Estavam no Supermercado e faziam as compras do mês. Duas mulheres, Maria e Emília, duas vidas distintas por contextos sociais antagônicos, mas que se cruzam pelas vias do destino, na seção em que ficava o café, numa tarde de quinta-feira.
Maria, a mais velha, uma senhora baixa de cabelos curtos, ar sofrido e sério chegou próximo a Emília e perguntou o preço do filtro de papel de coar café. Emília, que aparentava ter uns cinquenta e dois anos, cabelos clássicos e arrumados, pele de pêssego que exalava o frescor da manhã, disse-lhe o preço e continuaram um pequeno diálogo:
- Será que é bom o café coado nisso? Perguntou Maria.
- Sim! É gostoso, Emília respondeu.
-Eu usava o coador de pano, que lava e coloca na geladeira, mas tô cansada, disse Maria.
Emília a ouvia atentamente, estava interessada em ajudá-la. Nesse momento Maria percebeu que podia falar e continuou:
- Será que esse dá pra usar três vezes, se lavar? Disseram que no outro Supermercado tem um que pode usar três vezes.
Ora! Nesse momento, Emília fez uma viagem em seu mundo, suas teorias sociais, e como sempre não deu nenhuma risada de canto de boca nem lhe recriminou! Estava sensível à vida de Maria e sabia que ela não precisava presenciar esse gesto de alma menor, ela só queria ajuda. A vida certamente já teria sido para Maria sarcástica demais, excludente demais, irônica demais, injusta demais, impaciente demais! Naquele momento Maria precisava de uma pessoa capaz de perceber e sentir, mesmo em um pequeno instante, o mundo de uma pessoa pobre e analfabeta vivendo numa sociedade letrada.
De fato a alfabetização ainda é sinônimo de conhecimento, de progresso, mas não se deve esquecer o que atentou Paulo Freire: “A leitura do mundo precede a leitura da palavra”, portanto, tanto a alfabetização, como processo de aquisição do código alfabético e ortográfico, quanto o letramento, como processo de relação das pessoas com a cultura escrita, embora diferentes, são indissociáveis e simultâneos e devem formar um ser curioso, inacabado, um ser em transformação, que não sacrifica sua identidade cultural, um ser humano.

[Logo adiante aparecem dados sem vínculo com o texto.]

PR #322, opened 2026-06-09
idma: Streamline TCDM connection, enable multi-channel operation (NEW)

gbellocchi:
### **Description**
This PR updates the iDMA integration within the Snitch cluster, as shown in Figures 1 and 2.
It is a refreshed version of PR #238 , which had fallen behind the main snitch cluster branch due to being open for a long period.

New features include:
* The wide SoC port directly connects to the TCDM subsystem, allowing external data access while DMA transfers run.
* The wide DMA XBAR has been simplified.
* The DMA uses the OBI protocol to connect to the TCDM subsystem.
* Arbitration between the channels, the superbanks, and the SoC port happens now in TCDM, increasing flexibility and throughput. With minimal changes, it is possible to have multiple DMA cores in the cluster. 
* Add `DMINIT` support in Snitch cluster.
* Add support for OBI events and performance counters.
* Add L1-to-L1 and TLS tests to investigate TCDM deadlock.

### **Tasks**
I have collected the tasks and reviewer comments/suggestions of [PR #88](https://github.com/pulp-platform/iDMA/pull/88):
- [x] Apply modifications of PR #238 to the most recent version of the `snitch_cluster`.
- [x] Merge the corresponding [`idma` branch](https://github.com/pulp-platform/iDMA/tree/luzil/interl) into `devel` ([PR #88](https://github.com/pulp-platform/iDMA/pull/88)).
- [x] Update `custom_instructions.md`.
- [x] Cut `wide_in` by default.
- [x] Fix failing Snitch CI tests.
- [ ] Fix linting issues.
- [ ] Check for (performance) regressions.
- [ ] Check TCDM interconnect area utilization.

<figure>
  snitch_cluster_idma_pr_pre
  <figcaption><b>Figure 1:</b> Old integration of `idma`. The wide AXI4 XBAR interconnect is used for: 
  (i) DMA interfaces to TCDM and SoC;
  (ii) NoC wide in/out; 
  (iii) I$;
  (iv) Zero memory;
  and (v) BootROM.
  </figcaption>
</figure>

<hr>

<figure>
  snitch_cluster_idma_pr_post
  <figcaption><b>Figure 2:</b> New integration of `idma`. The wide AXI4 XBAR interconnect is simplified: 
  (i) DMA interfaces to TCDM via OBI and wide AXI4 requests are transmitted to other clusters via the AXI4 XBAR (NoC wide out);
[...]

PR #330, opened 2026-08-04
idma: Streamline TCDM connection, enable multi-channel operation

gbellocchi:
### **Description**
This PR updates the iDMA integration within the Snitch cluster, as shown in Figures 1 and 2.
It is a refreshed version of PR #238 , which had fallen behind the main snitch cluster branch due to being open for a long period, and a continuation of PR #322.

New features include:
* The wide SoC port directly connects to the TCDM subsystem, allowing external data access while DMA transfers run.
* The wide DMA XBAR has been simplified.
* The DMA uses the OBI protocol to connect to the TCDM subsystem.
* Arbitration between the channels, the superbanks, and the SoC port happens now in TCDM, increasing flexibility and throughput. With minimal changes, it is possible to have multiple DMA cores in the cluster. 
* Add `DMINIT` support in Snitch cluster.
* Add support for OBI events and performance counters.
* Add L1-to-L1 and TLS tests to investigate TCDM deadlock.
* Support iDMA after `common-cells-v2` update.

### **Tasks**
I have collected the tasks and reviewer comments/suggestions of [PR #88](https://github.com/pulp-platform/iDMA/pull/88):
- [x] Apply modifications of PR #238 to the most recent version of the `snitch_cluster`.
- [x] Merge the corresponding [`idma` branch](https://github.com/pulp-platform/iDMA/tree/luzil/interl) into `devel` ([PR #88](https://github.com/pulp-platform/iDMA/pull/88)).
- [x] Update `custom_instructions.md`.
- [x] Cut `wide_in` by default.
- [x] Fix failing Snitch CI tests.
- [x] Test iDMA after `common-cells-v2` update.
- [x] Fix linting issues.
- [x] Fix Spyglass violation in `common_cells`.
- [x] Fix Spyglass violation in `idma`.
- [x] Finalizing [`idma` PR #222](https://github.com/pulp-platform/iDMA/pull/222).
- [ ] Complete PR review.
- [ ] Check for (performance) regressions.
- [ ] Check TCDM interconnect area utilization.

<figure>
  snitch_cluster_idma_pr_pre
  <br><br>
  <figcaption><b>Figure 1:</b> Old integration of `idma`. The wide AXI4 XBAR interconnect is used for: 
  (i) DMA interfaces to TCDM and SoC;
  (ii) NoC wide in/out; 
  (iii) I$;
  (iv) Zero memory;
  and (v) BootROM.
  </figcaption>
</figure>

<hr>

<figure>
  snitch_cluster_idma_pr_post
  <br><br>
  <figcaption><b>Figure 2:</b> New integration of `idma`. The wide AXI4 XBAR interconnect is simplified: 
  (i) DMA interfaces to TCDM via OBI and wide AXI4 requests are transmitted to other clusters via the AXI4 XBAR (NoC wide out);
  (ii) Remove AXI4 TCDM port and directly interface the NoC wide inputs of external DMAs to the TCDM subsystem (bypassing the XBAR);
  (iii) Remove zero memory as the iDMA now supports memset initialization of TCDM.
  </figcaption>
</figure>


hw/snitch_cc/src/snitch_cc.sv
```diff
@@ -37,6 +37,14 @@ module snitch_cc
...
   parameter type         axi_req_t          = logic,
   parameter type         axi_rsp_t          = logic,
+  parameter type         init_req_chan_t    = logic,
+  parameter type         init_rsp_chan_t    = logic,
+  parameter type         init_req_t         = logic,
+  parameter type         init_rsp_t         = logic,
+  parameter type         obi_a_chan_t       = logic,
+  parameter type         obi_r_chan_t       = logic,
+  parameter type         obi_req_t          = logic,
+  parameter type         obi_rsp_t          = logic,
```
colluca, line 43: Can we use the reqrsp interface macros (from the reqrsp_interface repo) to internally derive the req_t and rsp_t types for the OBI and INIT interfaces from the chan_t types? Would simplify the CC parameter list.

hw/snitch_cc/src/snitch_cc.sv
```diff
@@ -165,6 +176,8 @@ module snitch_cc
   // Cluster HW barrier
   output logic                              barrier_o,
   input  logic                              barrier_i,
+  // Address decode map
+  input  addr_rule_t [TCDMAliasEnable:0]    dma_addr_rule_i,
```
colluca: Can we name it dma_addr_map_i to reflect the dma's port name?

hw/snitch_cluster/src/snitch_cc.sv
colluca, line 1: This file can be deleted. It was probably restored by accident during the merge with the latest CC changes.

hw/snitch_cluster/src/snitch_cluster_pkg.sv.tpl
colluca, line 1: This file can also be deleted I believe, same as above.

hw/snitch_cluster/src/snitch_cluster_wrapper.sv.tpl
colluca, line 1: Delete, same as above.

make/vsim.mk
```diff
@@ -114,7 +114,9 @@ $(SN_BIN_DIR)/$(TARGET).vsim: $(SN_VSIM_BUILDDIR)/compile.vsim.tcl $(SN_TB_CC_SO
 	@echo "#!/bin/bash" > $@.gui
 	@echo 'binary=$$(realpath $$1)' >> $@.gui
 	@echo 'echo $$binary > .rtlbinary' >> $@.gui
-	@echo '$(SN_VSIM) +permissive $(SN_VSIM_FLAGS) \
+	@echo 'WAVE_ARGS=()' >> $@.gui
+	@echo '[ -n "$$QUESTA_WAVE_DO" ] && WAVE_ARGS=(-do "do $$QUESTA_WAVE_DO")' >> $@.gui
+	@echo '$(SN_VSIM) +permissive "$${WAVE_ARGS[@]}" $(SN_VSIM_FLAGS) \
```
colluca: I assume you used this for debugging, but I think we can remove it

sw/runtime/src/dma.h
```diff
@@ -13,6 +13,22 @@
...
+#define DMCPY_FUNCT7 0b0000011
+#define DMSTATI_FUNCT7 0b0000100
+#define DMSTAT_FUNCT7 0b0000101
+#define DMSTR_FUNCT7 0b0000110
+#define DMREP_FUNCT7 0b0000111
+#define DMINIT_FUNCT7 0b0001001
+
+#define R_TYPE_ENCODE(funct7, rs2, rs1, funct3, rd, opcode)                    \
+    ((funct7 << 25) | (rs2 << 20) | (rs1 << 15) | (funct3 << 12) | (rd << 7) | \
+     (opcode))
```
colluca: Instead of adding all this stuff back, let's add support for DMINIT to the compiler. With the new autogenerated toolchain it should be as trivial as simply bumping riscv-opcodes.

sw/runtime/src/dma.h
```diff
@@ -460,6 +476,64 @@ inline void snrt_dma_memset(void *ptr, uint8_t value, uint32_t len) {
...
 }
 
+/**
+ * @brief Fast memset function performed by DMA with the dminit instruction.
+ * @param ptr Pointer to the start of the region.
+ * @param value Value to set.
+ * @param size The size of the transfer in bytes.
+ * @param channel The index of the channel.
+ */
+inline uint32_t snrt_dma_memset_init_1d(uint64_t ptr, uint8_t value,
```
colluca: What's different from snrt_dma_memset? Can't we just update that function to use DMINIT?

sw/tests/src/deprecated/zero_mem.c
colluca, line 1: No need for deprecating, let's just delete.

colluca (changes requested):
Still need to finish but a first few comments.

sw/runtime/src/dma.h
colluca: In fact I think the compiler we are using already has the DMINIT instruction

hw/snitch_cc/src/snitch_cc.sv
gbellocchi: I think we cannot do this for OBI because its req/rsp are exposed at the interface of `snitch_cc`. We might instead do this for INIT since those are used when `idma` is instantiated in the module body.

gbellocchi:
**Status update**: Latest CI passes, including `spyglass`. I am now looking into:
- Replying to @colluca comments and implementing his suggestions;
- Finalizing [`idma` PR #222](https://github.com/pulp-platform/iDMA/pull/222).

hw/snitch_cc/src/snitch_cc.sv
gbellocchi: Addressed! In the end I moved the INIT definition within the `snitch_cc` since this is only used there.

sw/runtime/src/dma.h
gbellocchi: Yes, I have run a test with release [22.1.7-pulp-0.2.1](https://github.com/pulp-platform/llvm-project/releases/tag/22.1.7-pulp-0.2.1) and it builds and run fine. Actually, it works fine also with `22.1.7-pulp-0.1.0` (targeted by `iis-setup.sh`), so all good!

sw/runtime/src/dma.h
gbellocchi: You're right, there is no need to mantain two different API. I merged the new `dminit`-based implementation into a single `snrt_dma_memset` API and updated kernels and tests.

hw/snitch_cc/src/snitch_cc.sv
```diff
@@ -557,26 +591,38 @@ module snitch_cc
...
-      .dma_events_t   (dma_events_t)
+      .AxiAddrWidth     (AddrWidth),
+      .AxiDataWidth     (DMADataWidth),
+      .AxiIdWidth       (DMAIdWidth),
+      .AxiUserWidth     (DMAUserWidth),
+      .NumAxInFlight    (DMANumAxInFlight),
+      .DMAReqFifoDepth  (DMAReqFifoDepth),
+      .NumChannels      (DMANumChannels),
+      .TCDMAliasEnable  (TCDMAliasEnable),
+      .DMATracing       (1),
```
colluca, line 602: What is this needed for?

hw/snitch_cluster/src/snitch_cluster_pkg.sv
```diff
@@ -24,15 +24,17 @@ package snitch_cluster_pkg;
...
+    ToSoC     = 1
+  } dma_e;
+
   typedef enum int unsigned {
-    SoCDMAIn = 32'd0,
-    SDMAMst  = 32'd1,
-    ICache   = 32'd2
+    SDMAMst  = 32'd0,
+    ICache   = 32'd1
   } cluster_master_dma_e;
```
colluca: I think this becomes useless and we can remove it: ICache is never used (and couldn't be, since the number of DMA master is configurable so ICache=1 doesn't represent anything useful) and SDMAMst is just zero now.

hw/snitch_cluster/src/snitch_cluster.sv
```diff
@@ -622,6 +641,8 @@ module snitch_cluster
   assign cluster_periph_start_address = IntBootromEnable ? bootrom_end_address : tcdm_end_address;
   assign cluster_periph_end_address   = cluster_periph_start_address + ClusterPeriphSize * 1024;
 
+  // WIP: Modify address space to definitely remove zero memory addresses.
+  localparam int unsigned ZeroMemorySize = 64;
```
colluca: Can we remove this?

hw/snitch_cluster/src/snitch_cluster.sv
```diff
@@ -645,7 +666,6 @@ module snitch_cluster
 
   localparam addr_t ZeroMemAliasStart = PeriphAliasEnd;
   localparam addr_t ZeroMemAliasEnd   = PeriphAliasEnd + ZeroMemorySize * 1024;
```
colluca: Can we remove this and all other references to the zero memory everywhere?

hw/snitch_cluster/src/snitch_cluster.sv
```diff
@@ -747,8 +777,8 @@ module snitch_cluster
     .rst_ni (rst_ni),
     .slv_req_i (wide_in_req_i),
     .slv_resp_o (wide_in_resp_o),
-    .mst_req_o (wide_axi_mst_req[SoCDMAIn]),
-    .mst_resp_i (wide_axi_mst_rsp[SoCDMAIn])
+    .mst_req_o (soc_in_axi_req),
+    .mst_resp_i (soc_in_axi_rsp)
```
colluca: Can we keep the naming aligned with the existing signals? e.g. rename to wide_in_req_q, wide_in_rsp_q?

hw/snitch_cluster/src/snitch_cluster_pkg.sv
```diff
@@ -24,15 +24,17 @@ package snitch_cluster_pkg;
   // Slaves on Cluster DMA AXI Bus
   typedef enum int unsigned {
     SoCDMAOut  = 0,
-    TCDMDMA    = 1,
-    ZeroMemory = 2,
-    Bootrom    = 3
+    BootRom    = 1
```
colluca, line 27: Let's align the naming with all the other parameters: either BootRom everywhere or Bootrom everywhere. I believe the latter is used everywhere else, e.g. BootromEnable, BootromAlias, etc... If in writing we would refer to it as bootrom it should be capitalized as Bootrom. If in writing we would refer to it as boot ROM, it should be capitalized as BootRom. I personally prefer the prior cause I think it's more simple/intuitive, but I don't have a strong opinion, so long as it's consistent. And I believe it used to be consistent so we could also just revert this change.

hw/snitch_cluster/src/snitch_cluster_pkg.sv
```diff
@@ -24,15 +24,17 @@ package snitch_cluster_pkg;
...
   } cluster_slave_dma_e;
 
+    typedef enum logic {
+    TCDMDMA   = 0,
```
colluca, line 31: Capitalize new acronyms according to Google styleguide `TcdmDma`.

hw/snitch_cluster/src/snitch_cluster.sv
```diff
@@ -833,38 +875,22 @@ module snitch_cluster
...
+    .axi_req_t (axi_mst_dma_req_t),
+    .axi_resp_t (axi_mst_dma_resp_t),
     .AddrWidth (PhysicalAddrWidth),
     .AxiDataWidth (WideDataWidth),
-    .IdWidth (WideIdWidthOut),
+    .IdWidth (WideIdWidthIn),
     .MemDataWidth (WideDataWidth),
     .BufDepth (MemoryMacroLatency + 1)
-  ) i_axi_to_mem_split (
+  ) i_axi_to_mem_split_soc_in (
```
colluca: Would remove the suffix since there's only one of these modules anyways.

hw/snitch_cluster/src/snitch_cluster.sv
```diff
@@ -881,9 +907,58 @@ module snitch_cluster
     assign ext_dma_req[i].q.amo = lsu_pkg::AMONone;
     assign ext_dma_req[i].q.user = '0;
   end
+  localparam int unsigned NumDMAIcoInputs = DMANumChannels + 2;
```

Quantas Marias encontraremos em nosso caminho para nos fazer pensar e agir com responsabilidade e consciência? Para nos fazer refletir como anda nossa leitura do mundo, nossa percepção crítica, interpretação e “re-escrita” do lido? Como anda o nosso coador de café? Retém o desnecessário e deixa passar só o essencial? Que seu café tenha sabor, o melhor sabor, o sabor de um bom café! Bom dia, queridos leitores.